**Description of the task:** Everything in the listing below from the line containing "folding + test." through the line containing "mocks + selector tests." must be repeated exactly; the remaining lines are not wanted.

**Data excerpts:**
---
PR #6142, opened 2026-06-17
feat(dashboard/hands): GitHub/Codeberg registry source selector

### LINKED ISSUE #6137: 开发团队支持选择 GitHub  Codeberg
开发团队这里默认是 GitHub， UI 增加选择 GitHub 和 Codeberg 的功能

houko:
## Summary

Closes #6137.

The Hands ("开发团队") catalogue is pulled from a registry that defaulted to GitHub, with no way to switch to Codeberg from the dashboard — the backend `registry.registry_host` config (landed in #6095 / #6103 for the Codeberg-hosted registry) could only be changed by hand-editing `config.toml`. This surfaces it as a UI control, and hardens the backend host handling it relies on.

## Change

A compact source selector in the Hands page header, wired entirely through the existing config data-layer hooks:

- **Read** — `useFullConfig()` → `registry.registry_host`. Unset or an explicit `github.com` shows **GitHub** (the default); `codeberg.org` (any case / trailing slash) shows **Codeberg**; anything else shows **Custom (host)**.
- **Write** — `useSetConfigValue({ path: "registry.registry_host", value })`. GitHub clears it to `null`; Codeberg sets the Codeberg base URL. The mutation already invalidates the config cache, so the control reflects the persisted value.
- Disabled while the config is loading, refetching (post-write window — prevents the controlled `<select>` snapping back to the stale value), errored (prevents a stray click overwriting the real config with `null`), or a write is in flight.
- A failed live reload (`reload_error`) toasts an error, not a misleading success; `restart_required` toasts the restart variant.

## Backend root-cause fix

`registry_sync::registry_urls` treated any `Some(host)` as a Forgejo/Codeberg forge, so an explicit `registry_host = "https://github.com"` derived the Forgejo archive scheme (`/archive/{branch}.tar.gz`, prefix `{repo}/`) — which does not match GitHub's tarball layout (`/archive/refs/heads/{branch}.tar.gz`, prefix `{repo}-{branch}/`), so the sync silently failed. It now trims trailing slashes, drops an empty host, and folds an explicit `github.com` (any case) back to the GitHub branch. This is what lets the UI honestly treat `github.com` as GitHub instead of masking it as a broken value.

## Conventions

Follows the dashboard rules: API access only through `src/lib/queries` / `src/lib/mutations` hooks, theme tokens (no hex), `lucide-react` icon, accessible name via `<label htmlFor>`, TypeScript strict (no `any`), loading/empty/error states handled.

## Files

- `crates/librefang-runtime/src/registry_sync.rs` — github.com host folding + test.
- `crates/librefang-api/dashboard/src/pages/HandsPage.tsx` — `RegistrySourceSelector`.
- `crates/librefang-api/dashboard/src/pages/HandsPage.test.tsx` — config-hook mocks + selector tests.
- `crates/librefang-api/dashboard/src/locales/{en,zh,uk}.json` — `hands.registry_source*` strings.

## Verification

- Backend: `cargo test -p librefang-runtime registry_urls` (4/4, incl. the explicit-github-host case) and `cargo clippy -p librefang-runtime -D warnings` pass.
- Dashboard: `pnpm typecheck`, `eslint` (0 errors), `i18n-parity` (all locales), and `vitest run src/pages/HandsPage.test.tsx` (20/20, incl. default GitHub, switch-to-Codeberg writes the host, switch-back clears to null, explicit github.com reads as GitHub, disabled on error / during refetch, reload_error → error toast, restart_required toast) pass.

## Out of scope

The issue screenshot also shows the "开发团队" hand's own GitHub-specific settings (`gh` CLI, GitHub token). Making that hand operate against Codeberg is a change to the hand's `HAND.toml`, which lives in the external (Codeberg-hosted) registry, not this repo — so it is not addressable here.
---
**Task response:**
- `crates/librefang-runtime/src/registry_sync.rs` — github.com host folding + test.
- `crates/librefang-api/dashboard/src/pages/HandsPage.tsx` — `RegistrySourceSelector`.
- `crates/librefang-api/dashboard/src/pages/HandsPage.test.tsx` — config-hook mocks + selector tests.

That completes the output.